DATA FOR THIS TASK:
PR #649, opened 2023-08-22
Allow seed words length selection and mnemonic passphrase for new wallets on select coins

julian-CStack:
Adds option screen on new wallet creation for select coins to allow choice of 12 or 24 word seeds as well as an optional mnemonic passphrase. If option is not set to default a dialog will pop up on seed word confirmation game that requests user enters their selected passphrase to verify it before finalizing wallet creation.


AaronFeickert (commented):
No obvious cryptographic issues, but the intent and usage of the passphrase should be made clear to the user.

PR #653, opened 2023-08-24
feat: add tezos api class

detherminal:


julian-CStack (changes requested):
This should be able to be used outside stack wallet. Custom return classes will need to be written for each api call and each api call's function should allow passing in parameters that each respective api endpoint has.

This will mean mean parsing the json returned from the api calls into the newly created classes. 

Then in stack wallet, the stack wallet specific models will need to be constructed using data from the models that the tezos api class returns.

In terms of "just getting it working" none of this is required. But for maintainability and in terms of testing (being able to create mocks) this modular approach is much better

PR #683, opened 2023-10-21
Change rescan logic to scan over maxNumberOfIndexesToCheck, up to highestIndexWithActivity + maxUnusedAddressGap

sneurlax:
Instead of stopping scanning address at `maxNumberOfIndexesToCheck`, we now continue beyond `maxNumberOfIndexesToCheck` up to `highestIndexWithActivity` + `maxUnusedAddressGap`.

Before, if we had activity at address index 1001, this would not be scanned.  Now, we will scan up to 1021 in that case.

`maxNumberOfIndexesToCheck` has been refactored to `minNumberOfIndexesToCheck` in order to better describe what's taking place with this variable now.

`minNumberOfIndexesToCheck` could be reduced to 0: we could just scan up to the gap limit `maxUnusedAddressGap` on each derivation path.  This PR has reduced `minNumberOfIndexesToCheck` to 100, so we scan 5 times the default gap limit of 20, but it could now safely be reduced to 0 or simply removed entirely, only using `highestIndexWithActivity` (or `returningIndex`, in some contexts) plus the gap limit `maxUnusedAddressGap`.

This PR is compatible with the wallet refactor effort ongoing in the `#wallets_refactor` branch.  I feared it would cause merge conflicts, but no!  [stack_wallet/compare/wallets_refactor...rescan](https://github.com/cypherstack/stack_wallet/compare/wallets_refactor...rescan) is clean with no merge conflicts.


sneurlax:
Closes 684

sneurlax:
This functionality is included in https://github.com/cypherstack/stack_wallet/pull/685, but only for Bitcoin Cash

PR #740, opened 2024-01-31
Make settings menu, advanced settings view, and DebugInfoDialog scrollable (if needed) and capitalize certain Firo terms

sneurlax:
- Make entire DebugInfoDialog scrollable so on Windows etc. you can access logs if they overflow the view.
 - Make desktop settings menu scrollable
 - Make advanced settings view scrollable
 - Capitalize certain Firo terms (spark->Spark, lelantus->Lelantus)

### DIFF
--- a/lib/pages/special/firo_rescan_recovery_error_dialog.dart
+++ b/lib/pages/special/firo_rescan_recovery_error_dialog.dart
@@ -209,7 +209,7 @@ class _FiroRescanRecoveryErrorViewState
             children: [
               if (!Util.isDesktop) const Spacer(),
               Text(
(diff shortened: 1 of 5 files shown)


julian-CStack:
Rather than having a scrollable dialog with scrollable content it would be better to shrink the dialog based on screen size and only have the one scrollable element (the logs themselves in this case)

sneurlax:
> Rather than having a scrollable dialog with scrollable content it would be better to shrink the dialog based on screen size and only have the one scrollable element (the logs themselves in this case)

OK, I did that in 8c7f9b491d30d871dd783d80186edd97b7754602

PR #743, opened 2024-02-03
ElectrumX fixes: Use subscribable ElectrumX client for subscribing to chain height, resolve issue with sorting by a null blockHeight for unconfirmed tx, and if just one response is returned, return it as a single-item list

sneurlax:
- [x] Use one chain height subscription per coin (see [ElectrumxChainHeightService](https://github.com/cypherstack/stack_wallet/pull/743/files#diff-539affccbbf6b1154f8e991affde615088dab696612d691cb9fd46bb02817d41))
 - [x] Reconnect on internet failure or other interruption
 - [x] Check chain height subscription validity (ping?)
 - [x] Connect via Tor if enabled
   - [x] Test Tor connections
   - [x] Test reconnection on Tor preference change
 - [x] Add logging
 - [x] Add error handling
 - [x] Disconnect on close wallet if "sync all wallets" not enabled
 - [ ] Add params to StreamController _controller in [ElectrumXSubscription class](https://github.com/cypherstack/stack_wallet/blob/9b93dc78d202b87941c88c959997d567cba702ef/lib/electrumx_rpc/subscribable_electrumx_client.dart#L20).

Also:
 - Resolves issue where a single-item response was returned but an error thrown because it wasn't a single-item List.
 - Resolves issue with sorting an unconfirmed output with a null blockTime for coin selection purposes.


sneurlax:
Reopen once tasks are done.

lib/electrumx_rpc/electrumx_client.dart
```diff
@@ -391,10 +392,14 @@ class ElectrumXClient {
 
       final List<dynamic> response;
       try {
-        response = jsonRpcResponse.data as List;
+        if (jsonRpcResponse.data is Map) {
```
julian-CStack, line 395: As this function is the batch request, the response should always be a list and never a map. Although there is a possibility that if there happens to be a single request in this batched call then it could be the case that a single response is then returned as a map rather than a map in a list of length 1. It may be worth adding an extra check to see of the `requestStrings` list is of length greater than 1 for a more detailed error message.

lib/wallets/wallet/wallet_mixin_interfaces/electrumx_interface.dart
```diff
@@ -793,10 +803,78 @@ mixin ElectrumXInterface<T extends Bip39HDCurrency> on Bip39HDWallet<T> {
...
 
   Future<int> fetchChainHeight() async {
+    final Completer<int> completer = Completer<int>();
+
     try {
-      final result = await electrumXClient.getBlockHeadTip();
-      return result["height"] as int;
-    } catch (e) {
+      // Don't set a stream subscription if one already exists.
+      if (ElectrumxChainHeightService.subscriptions[cryptoCurrency.coin] !=
```
julian-CStack, line 810: This does not guarantee that the subscription will not be set again as we don't know for sure whether the _latestHeight was set so this may not return early

lib/wallets/wallet/wallet_mixin_interfaces/electrumx_interface.dart
```diff
@@ -932,7 +1017,15 @@ mixin ElectrumXInterface<T extends Bip39HDCurrency> on Bip39HDWallet<T> {
 
       // check and add appropriate addresses
       for (int k = 0; k < txCountBatchSize; k++) {
-        int count = counts["${_id}_$k"]!;
+        if (counts["${_id}_$k"] == null) {
```
julian-CStack, line 1020: clean up debug prints

julian-CStack (commented):
Couple small things, looks good otherwise from what I can tell

lib/wallets/wallet/wallet_mixin_interfaces/electrumx_interface.dart
sneurlax: 3d42967c8b5f1a1ae515956b8b80ee87f3f7a444 should address this issue, setting the subscription via null assignment

sneurlax: 46285d44ea0fe1ce8ed83f2930b523e874b3f7d9 should address this

lib/electrumx_rpc/electrumx_client.dart
sneurlax: more logging added in dc6d569433e80bf034de21a46b1bf08219981695

PR #746, opened 2024-02-06
Fix error with Tezos restore

Likho:
Fix error with Tezos wallet restore


sneurlax (approved):

julian-CStack (commented):
What exactly was the issue and how does changing to an explicit synchronous db transaction from an awaited asynchronous db transaction change anything? 
The execution flow should be exactly the same in either case so I am curious as to the reason this specific change works to fix whatever the issue was.

PR #284, opened 2015-06-23
[xbase] reassignments in blockexpressions refine the type of a local variable.

svenefftinge:


spoenemann:
If the change is still relevant, please reapply it to xtext-extras.

PR #295, opened 2015-06-25
add createFileUri(File) helper method

oehme:
makes sure that folder URIs end with a trailing slash, so that they can
be used with isPrefix(), resolve() and deresolve()


oehme:
Jenkins test

PR #297, opened 2015-06-25
Clean up of common types and xbase

akosyakov:


akosyakov:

ABOUT THIS EXERCISE: Above are the records; copy every line in them that holds the word "returned".

RESPONSE TO THIS EXERCISE:
This will mean mean parsing the json returned from the api calls into the newly created classes. 
ElectrumX fixes: Use subscribable ElectrumX client for subscribing to chain height, resolve issue with sorting by a null blockHeight for unconfirmed tx, and if just one response is returned, return it as a single-item list
 - Resolves issue where a single-item response was returned but an error thrown because it wasn't a single-item List.
julian-CStack, line 395: As this function is the batch request, the response should always be a list and never a map. Although there is a possibility that if there happens to be a single request in this batched call then it could be the case that a single response is then returned as a map rather than a map in a list of length 1. It may be worth adding an extra check to see of the `requestStrings` list is of length greater than 1 for a more detailed error message.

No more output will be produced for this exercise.